Hey all! Sorry for the lack of keeping up on my thread. I have been sooooo busy latley. Ne ways, thanks for all the creative and supportive help! As of right now, (since i'm a bit limited on money) Me and my partner decided to recycle a bunch of wood we had left over (2x4's) and just put a plank flooring of them, then just put panda film over it and ran it up the walls a bit, and sealed it. (sorry don't mean to not follow any of the helpful tips, just on a budget and it seemed that this route would suffice, while reusing what we already had.) Please let me know if i'm mistaken, or if there are any concerns about doing this. But thats where that is ATM. I'll post up more pictures of the rooms most current progress in just a few minutes. Let me know what yall think so far? As of right now the room is built, sealed all that good stuff, has the fans mounted and sealed as well, light is in place, carbon filter, ducting. Thats it... We still need to put up a door, and then seal around the door( which i'll be needing help with that as well)  but other than that, the rooms almost ready for plants. 

Question-----
So since i'm most likely going over to the house i'm growing at later today and finishing up the last steps, what should i do around the edges of the door? So that it's light tight and air tight? Or at least something to get it as air tight as possible? I'd say the door way is about... 2-2.5 ft wide. And we plan on putting up some plywood that is about an inch thick with hinges and whatnot. So around the cracks of the door how would i get it to be sealed and keep it from having light shine threw? Thanks

BTW These pics aren't the current progress, these are just the most up to date ones i'v got thus far. Will get more tonight and post them.


----------



## Hushpuppy (Mar 5, 2012)

On my grow-lab I had 3 doors that I had to build into the walls. I used 2 sheets of 1/2" plywood and 2"x4"s layed flat and sandwiched between the 2 sheets and screwed them together for my doors. then after hanging the doors with hinges, and drilling and mounting the door-knobs, I used 1" strips of plywood and went around the door edge and nailed the strips to the casing of the door-frame on the side of the door where the door opens away from this casing. If you look at an interior door of a house on the side of the door where it opens away from you, when you pull the door closed you will see that it closes against this trim material that is on the sides and top. I put all the way around and on the floor as well so that no light can shine through and then attached some cheap weather stripping to it to completely seal it tight when the door is shut.


----------



## EsC420PoT (Mar 5, 2012)

Weather stripping is exactly what I was looking for! Thanks yet again Hush . Ight so i'll get some of that then, i'll be wanting to put somthing on the out side to kinda put around the edges to help a bit more with insulating. Simply because i don't think I'm going to be making the whole door as you did, but just using it as a skinny flab of wood acting as a door lol. Would putting some insulated foam pieces from home depot on the door and around it suffice??  
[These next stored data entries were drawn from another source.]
PR #712, opened 2026-08-23
perf(solana): cut redundant RPC calls in the read path

vilenarios:
## What

Four RPC-efficiency fixes in the Solana read path, found by tracing every RPC call site and measuring against devnet. Each is a separate commit.

| Commit | Fix |
|---|---|
| `f05d72f6` | Coalesce concurrent reads behind in-flight caches (+ cluster-clock memo) |
| `031f101c` | Batch gateway metadata in discovery; drop a dead account read |
| `f8959664` | Fetch account chunks in a bounded pool instead of serially |
| `5ebf33c9` | Test portability: drop `mock.timers` (needs Node 20.4; we support 18) |

### 1. Caches stored values, not in-flight promises

The short-TTL caches in `SolanaARIOReadable` only ever helped *sequential* callers. A concurrent burst all miss before any of them fills the cache — and the burst is exactly what the caches exist for (a price table quoting every row at once).

Measured on devnet, ten concurrent `getGasEstimate()`:

| | RPC calls | bytes | fee queries |
|---|---|---|---|
| sequential | 14 | 21 KiB | 3 |
| concurrent (before) | 43 | 200 KiB | 30 |

The burst also tripped an HTTP 429. Nearly all of it was `getRecentPrioritizationFees` at ~6.6 KiB a call.

Two correctness details in the new helper: rejections are evicted rather than cached, so one transient 429 can't poison a key for its whole TTL; and eviction is identity-guarded, so a late-settling stale request can't delete a newer entry for the same key. A `keep()` predicate preserves `getCachedAccount`'s "misses are not cached" rule while still letting a burst share the single lookup that finds the miss.

Also memoizes `getClusterUnixTimestampSeconds` (two *sequential* round trips, called on every `getTokenCost`). TTL is deliberately 1s so a per-second Dutch-auction UI stays accurate; staleness is directionally safe (an older clock over-quotes the premium rather than under-quoting).

### 2. Dead and serialized reads in funding discovery

`fetchGatewayMeta` ran one `getAccountInfo` per delegation, serially — 120 delegations meant 120 sequential round trips. Only the account's *existence* is consulted, but that bit selects between two `minDelegationAmount` values and so changes the drawdown sort, so it can't just be deleted; it is now one batched `getMultipleAccounts` per 100.

`fetchOperatorStake` fetched an account and then returned `null` on every code path. Removing it changes no output — operator stake never appeared in the discovered set, so `fundAsOperator` has always required explicit `sources`. Real operator-stake discovery is a behavior change and is left for its own PR.

### 3. Chunks fetched one at a time

Four bulk readers batched at 100 accounts but awaited each chunk before starting the next. Devnet's 648 gateways: ~210ms serialized vs ~110ms pooled; mainnet's registry widens the gap.

Capped at 4 concurrent, not unbounded — an unbounded `Promise.all` turns one bulk read into a burst as wide as the registry, which is how you earn a 429. `getGateways` also gained the `withRetry` its sibling paths already had, since raising concurrency without it would turn a transient 429 into a hard failure.

## Why this can't regress consumers

Every touched field is `private`, or `protected` with an unchanged signature. Nothing new is exported from `src/solana/index.ts`.

- **Public type surface unchanged.** Built `lib/types` before and after and diffed. Every delta is a private member or a doc comment. The one new file (`concurrency.d.ts`) is neither re-exported from the barrel nor reachable through the `exports` map.
- **Behavioral equivalence, deterministically.** Recorded a devnet RPC transcript, then replayed the same 27 read scenarios against it before and after. **0 output diffs, 27.5% fewer RPC calls.** Replay makes the comparison immune to chain state and fee-market drift. Includes the multi-chunk `getGateways({limit:250})` and 150-mint ANT reads where ordering is load-bearing.
- **CLI unchanged.** Built the pre-change commit in a separate worktree and ran 11 read commands against devnet on both. Output byte-identical.

## Tests

+13 tests (485 → 498, 0 failures). The one skip is pre-existing.

The `getANTSummaries`/`getANTStates` readers index results positionally (`accounts[i * 3]`), so flattening in completion order would silently attribute one ANT's config to another mint. The ordering test drives chunks that finish in **reverse** order, and was mutation-checked: reversing the flattening makes it fail.

`discoverFundingSources` had no coverage at all, so its tests were written against the *original* implementation first — the shape test passed before the refactor and still does; the batching test failed against the original with 122 `getAccountInfo` calls for 120 delegations and now sees 1.

## Notes for the reviewer

- **Pre-existing, not addressed here:** `getGasEstimate` and `getGarGasEstimate` share `_rentCache` but compute `rentKey` differently (`sum(bytes)` vs `sum + realloc + count`), so the two schemes can collide. Behavior is unchanged by this PR; worth a follow-up.
- A separate PR will follow for the `rpc-circuit-breaker.ts` bugs reported by the network-portal team (fallback traffic bypassing the throttle; an advertised rps-limit disabling backoff). Both reproduced locally.

## Summary by CodeRabbit

- **Performance**
  - Improved bulk Solana account reads with bounded concurrent fetching while preserving result order.
  - Reduced duplicate RPC requests by sharing in-flight reads and briefly caching cluster-time data.
  - Batched gateway metadata requests during funding-source discovery.

- **Behavior Changes**
  - Operator stake is no longer discovered automatically; it remains available through explicit sources.
  - Preserved retry handling and missing-account behavior.

- **Bug Fixes**
  - Prevented incorrectly matched account data when requests complete out of order.

### DIFF
--- a/src/solana/ant-readable.test.ts
+++ b/src/solana/ant-readable.test.ts
@@ -138,3 +138,139 @@ describe('SolanaANTReadable request batching', () => {
     assert.equal(counts.gai, 0, 'no single-account reads');
   });
 });
+
+// ---------------------------------------------------------------------------
+// Chunk ordering under bounded concurrency
+//
+// getANTSummaries and getANTStates read each mint's accounts POSITIONALLY out
+// of the flattened batch result (`accounts[i * 3]`, `accounts[i * 2]`). Once
+// the 100-account chunks stopped being awaited one-at-a-time, chunk completion
+// order stopped matching request order — so if the flattening ever followed
+// completion order instead of input order, one ANT's config would silently be
+// attributed to another mint. These tests make the chunks finish out of order
+// on purpose and assert every mint still gets its own data back.
+// ---------------------------------------------------------------------------
+
+const antMint = (n: number) => bs58.encode(Buffer.alloc(32, n));
+
+/**
+ * Stub whose chunk responses resolve in REVERSE order (the later the chunk,
+ * the sooner it settles), and which echoes the requested PDA back so each
+ * decoded account can be traced to the mint it was derived from.
+ */
+function outOfOrderChunkRpc(
+  counts: { gma: number },
+  configFor: (pda: string) => unknown | null,
+) {
+  let chunkIndex = 0;
+  return {
+    getProgramAccounts: () => ({ send: async () => [] }),
+    getAccountInfo: () => ({ send: async () => ({ value: null }) }),
+    getMultipleAccounts: (addrs: unknown[]) => {
+      const myIndex = chunkIndex++;
+      return {
+        send: async () => {
+          counts.gma++;
+          // Later chunks return first.
+          await new Promise((r) =>
+            setTimeout(r, Math.max(0, 30 - myIndex * 10)),
+          );
+          return {
+            value: (addrs as string[]).map((a) => configFor(a)),
+          };
+        },
+      };
+    },
+  };
+}
+
+describe('ANT bulk reads — chunk ordering', () => {
+  it('keeps each mint matched to its own accounts across several chunks', async () => {
+    // 60 mints x 3 PDAs = 180 accounts = 2 chunks of <=100.
+    const mints = Array.from({ length: 60 }, (_, i) => antMint(i + 1));
+    const counts = { gma: 0 };
+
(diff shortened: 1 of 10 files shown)


vilenarios:
@coderabbitai review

ALSO, posted up pics of the room on previous post, will post more current ones tonight.


----------



## Hushpuppy (Mar 5, 2012)

I would think if the insulation foam is that thick blue board, it would work good enough


----------



## EsC420PoT (Mar 7, 2012)

awesome! Ya so ill get some insulating foam and some weather stripping. Thanks. 

Here is the most recent pics. Leme know w hat yall think?

The far left pic is a view from the door way standing outside looking in. Middle left, is a pic of the exhaust and intake ducting connected to the fans.Top ducting is exhaust and the lower one is the intake. The middle right pic is of the intake leading all the way down to the floor and propped back up towards where the plants will be. And lastly the far right pic is of the 1k watt hps connected to the ducting.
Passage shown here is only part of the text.